Les 20 et 21 janvier dernier, à Paris, environ 150 personnes
provenant de six pays européens, des États-Unis et
du Canada ont pris part à un colloque œcuménique
et international sur le thème : « Femmes prêtres :
enjeux pour la société et les Églises ».
Témoignages, analyses et débats étaient proposés
par l’Association femmes et hommes en Église afin
de prendre en compte la réalité de femmes prêtres
chez les catholiques depuis les ordinations sur le
Danube (en 2002), à Lyon et sur le Saint-Laurent
(en juillet 2005).
Une
des originalités de ce rendez-vous était de
s’interroger sur la signification de l’ordination
des femmes pour la société. Les propos du
sociologue Jean Baubérot, sur l’histoire de la
laïcité en France depuis la Révolution de 1789,
ont démontré « l’épaisseur historique » des
rapports entre citoyens et citoyennes, en
particulier en ce qui a trait aux stéréotypes. Par
exemple, sociétés et religions continuent
d’attribuer aux femmes un plus grand rôle dans
l’éducation morale. Un enjeu déterminant est donc
de lutter pour que personne ne soit enfermé dans
un destin social, tel un mariage forcé ou
l’exclusion définitive d’une fonction sur la base
du genre.
Pour François Becker, un scientifique délégué par
un réseau d’ONG chrétiennes auprès du Conseil de
l’Europe, le poids des religions sur la vie des
femmes ne fait aucun doute : l’accès à la
contraception et à l’ordination n’est-il pas
refusé aux femmes par les mêmes instances
religieuses? Un groupe de parlementaires européens
évalue d’ailleurs présentement les répercussions
d’une disposition prévue au projet de constitution
européenne, concédant aux grandes religions un
pouvoir sur la définition des droits humains.
Quant aux enjeux ecclésiaux, ils ont été examinés
grâce au témoignage de femmes ordonnées dans les
Églises chrétiennes. Après une cinquantaine
d’années d’expérience, la Fédération luthérienne
mondiale a soutenu, en 1992, que sa compréhension
actuelle de l’Évangile continue de réclamer le
ministère pour les hommes et pour les femmes. Le
même document admet que ce sont des arguments
culturels et non théologiques qui ont retardé
l’ordination des femmes. Toutefois, chez les
luthériens comme chez les réformés et dans la
communion anglicane, la pression déterminante est
venue des Synodes.
Les
femmes catholiques ordonnées contra legem
(« hors la loi ») sont unanimes à interpréter leur
transgression comme une nécessaire « obéissance
prophétique » pour lutter contre une injustice.
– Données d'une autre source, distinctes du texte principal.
PR #352, opened 2018-02-19
[#346] Integrates ML weight & anti-fact endpoint with NLP, changes NLP question flow

Vynny:
[#346]

- [X] On ML side, renames "not_important_facts" to "additional_facts" for the weight endpoint return dict key
- [X] Updates facts used on NLP after fact refactoring
- [X] NLP now uses ML weight endpoint to retrieve which facts to resolve for a claim category
- [X] NLP now uses ML anti-fact endpoint to automatically resolve antifacts before sending for a prediction
- [X] Adds a rasa acknowledgement classifier. Classifies phrases such as "yeah sure", "not interested" etc in order to determine whether a user wants to answer more questions for a better prediction
- [X] NLP flow changed such that user will be asked all 'important' facts before being given a prediction
- [X] NLP flow changed such that after important facts are asked, user will have the option to answer additional facts for a better prediction. Five additional facts (can be changed by setting MAX_ADDITIONAL_FACT in nlp_controller) will be asked before a new prediction is given and the user is re prompted for whether they want to continue.
- [X] Added a loopback to claim category determination. If a user does not wish to answer more questions, the bot will ask them for another problem. 

**Note: Requires DB reset to function**

flow1
flow2
flow3


dodoels (approved):

src/nlp_service/controllers/nlp_controller.py
```diff
@@ -106,45 +111,128 @@ def classify_fact_value(conversation_id, message):
...
-        # Retrieve the Fact from DB
-        if new_fact_id:
-            new_fact = db.session.query(Fact).get(new_fact_id)
-
-            # Set current_fact to new_fact (returned from ML service)
-            conversation.current_fact = new_fact
-
-            # Generate question for next fact (returned from ML service)
-            question = Responses.fact_question(new_fact.name)
+    ############################
```
TaimoorRana: This function is pretty big, try breaking it down if possible

src/nlp_service/controllers/nlp_controller.py
```diff
@@ -106,45 +111,128 @@ def classify_fact_value(conversation_id, message):
...
+
+        if fact_entity_value is not None:
+            next_fact = fact_service.submit_resolved_fact(conversation, current_fact, fact_entity_value)
+            new_fact_id = next_fact['fact_id']
+
+            if new_fact_id:
+                new_fact = db.session.query(Fact).get(new_fact_id)
+                conversation.current_fact = new_fact
+
+                if fact_service.has_important_facts(conversation):
```
TaimoorRana: I don't see why 2 'if' are needed.

TaimoorRana: `if fact_service.has_important_facts(conversation):` followed by `if new_fact:`

Samuel-Campbell (approved):

PR #353, opened 2018-02-19
[#346] updated regex metrics

Samuel-Campbell:
1) Fixed lines tagged % --> Was previously not counting the matches per statements but per file (mistake)
2) All untagged statements are saved to text file. Those can be reviewed for better regex


dodoels (approved):
LGTM

Issue #44, opened 2017-10-09
Show Conversation Progress %


arekmano:
*Description*
- As a user, I would like to see the progress of the conversation until an outcome is displayed

*Scope of Work*
- [x] Create high-fidelity mock-up of progress module
- [x] Implement progress visual component
- [x] Calculate number of interactions required (either average or specific to the current interaction) on the back-end
 
*Acceptance Criteria*
- When user starts an interaction with the system, the progress is at 0%.
- As the user interacts with the system, the progress continually increases.
- At the result display screen, the progress bar shows as 100%

naregeff:
Scope of work hasn't been defined yet, but seems relatively simple. 
Low priority (but should be done).

arekmano:
Odd, i remember writing the description for this one. GitHub bug.

dodoels:
@Vynny can you return the remainning number of question or percentage to conversation end point?

Vynny:
Yes but full implementation will have to wait for #346 to be complete since it is revamping how facts are determined for a claim. I could however add a dummy return to the API so that you can start working on it.

Samuel-Campbell:
#346 is almost complete @choitwao

Vynny:
I'm taking ideas on how to implement this.
We have important facts and non important facts. 
All important facts must be asked before the first prediction is given.
Once the first prediction is given, the user is asked whether they want to answer more questions. If they accept, 5 (max) non important facts are asked before another prediction is given.
If another prediction is given and non important facts remain, the user will be prompted another time as to whether or not they want to continue.

A) The progress can be set to 100% once the important facts are asked. If they wish to answer more questions, the progress will be set such that once they answer the next batch of questions it will be set to 100% again. 

B) Simple questions-answered/total-questions ratio.

Vynny:
Went with option A, more details can be seen at PR #354.

naregeff:
Works like a charm 👍

PR #354, opened 2018-02-20
[#44] Adds conversation progress to messaging endpoint

Vynny:
[#44]

- [X] Adds progress percentage to backend POST /conversation endpoint

Documented in backend_service README.md. Here is a short summary:
1. Progress is only returned when chatting. It is not an attribute of the conversation. Thus will not be present when fetching the conversation directly by id.
2. The progress is null if there is no fact resolution required. Therefore when a claim category is being determined or when the user has asked a FAQ question, progress will be null. This can be used to determine whether or not to show a progress bar.
3. Progress will be a whole number (%), with 100% triggering a new prediction. 
4. If additional facts are asked, the % is reduced, and a new prediction will be given when it reaches 100%.

### DIFF
--- a/src/nlp_service/controllers/nlp_controller.py
+++ b/src/nlp_service/controllers/nlp_controller.py
@@ -93,7 +93,8 @@ def classify_claim_category(conversation_id, message):
         response = Responses.chooseFrom(Responses.clarify).format(previous_question="")
 
     return jsonify({
-        "message": response
+        "message": response,
+        "conversation_progress": __calculate_conversation_progress(conversation)
     })
 
 
@@ -131,7 +132,8 @@ def classify_fact_value(conversation_id, message):
     db.session.commit()
 
     return jsonify({
-        "message": question
+        "message": question,
+        "conversation_progress": __calculate_conversation_progress(conversation)
     })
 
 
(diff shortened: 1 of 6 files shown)


src/nlp_service/controllers/nlp_controller.py
```diff
@@ -289,6 +291,38 @@ def __state_giving_prediction(conversation):
...
+    Then decreased if additional facts should be answered.
+    """
+    conversation_progress = 0
+    important_fact_count = len(fact_service.get_category_fact_list(conversation.claim_category.value)["facts"])
+    resolved_important_fact_count = fact_service.count_important_facts_resolved(conversation)
+
+    if conversation.bot_state is BotState.GIVING_PREDICTION or conversation.bot_state is BotState.AWAITING_ACKNOWLEDGEMENT:
+        conversation_progress = 1
+    elif conversation.bot_state is BotState.DETERMINE_CLAIM_CATEGORY:
+        conversation_progress = None
```
dodoels, line 308: Can you just set it to 0 as well?

Vynny: I mentioned why I did this in point number 2. It'll be null when you don't have to show a progress bar. No need to show one when we aren't asking a series of questions.

Vynny: For example, lets say they ask a question that can be answered by the FAQ. There's no need to show a progress bar because it's answered immediately and the bot just waits for a new question to be asked. The progress as null serves as an indication to the front-end that progress is irrelevant. Whereas a progress of 0% shows that there is progress because there is going to be a subsequent question relating to their problem.

Samuel-Campbell (approved):

src/nlp_service/controllers/nlp_controller.py
dodoels: the `null` is good for me, but not sure about the FAQ without progress bar. FAQ or claim are distinct from our perspective, not from users'

Vynny: I was under the impression that the progress bar was only for when we were asking a number of questions to give a prediction. There's no point in indicating progress when you get an answer immediately.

L’une d’elles, Barbara Fresen, a vécu l’expérience
de la lutte anti-apartheid en Afrique du Sud. À
son avis, quand tous les moyens utilisés pour
éliminer une loi injuste ont échoué, il faut alors
rétablir la justice par la transgression de cette
loi, quel qu’en soit le prix. Les dispositions du
Code de droit canonique qui réservent le sacrement
de l’ordre aux hommes maintiennent l’infériorité
des femmes. Voilà une raison suffisante pour
réclamer la cessation d’un tel régime, surtout
lorsque les demandes de dialogue restent sans
réponse depuis quarante ans.
Il
appartenait à Olivette Genest, exégète québécoise,
d’évaluer les arguments bibliques invoqués en
faveur de la position du magistère catholique sur
l’admission au sacerdoce, depuis la publication de
Inter Insigniores par la Congrégation pour
la doctrine de la foi, en 1976. Le bilan de cet
examen révèle de nombreuses insuffisances de
l’herméneutique biblique utilisée et des
maladresses dans l’argumentation. Somme toute,
nous sommes devant un argument d’autorité…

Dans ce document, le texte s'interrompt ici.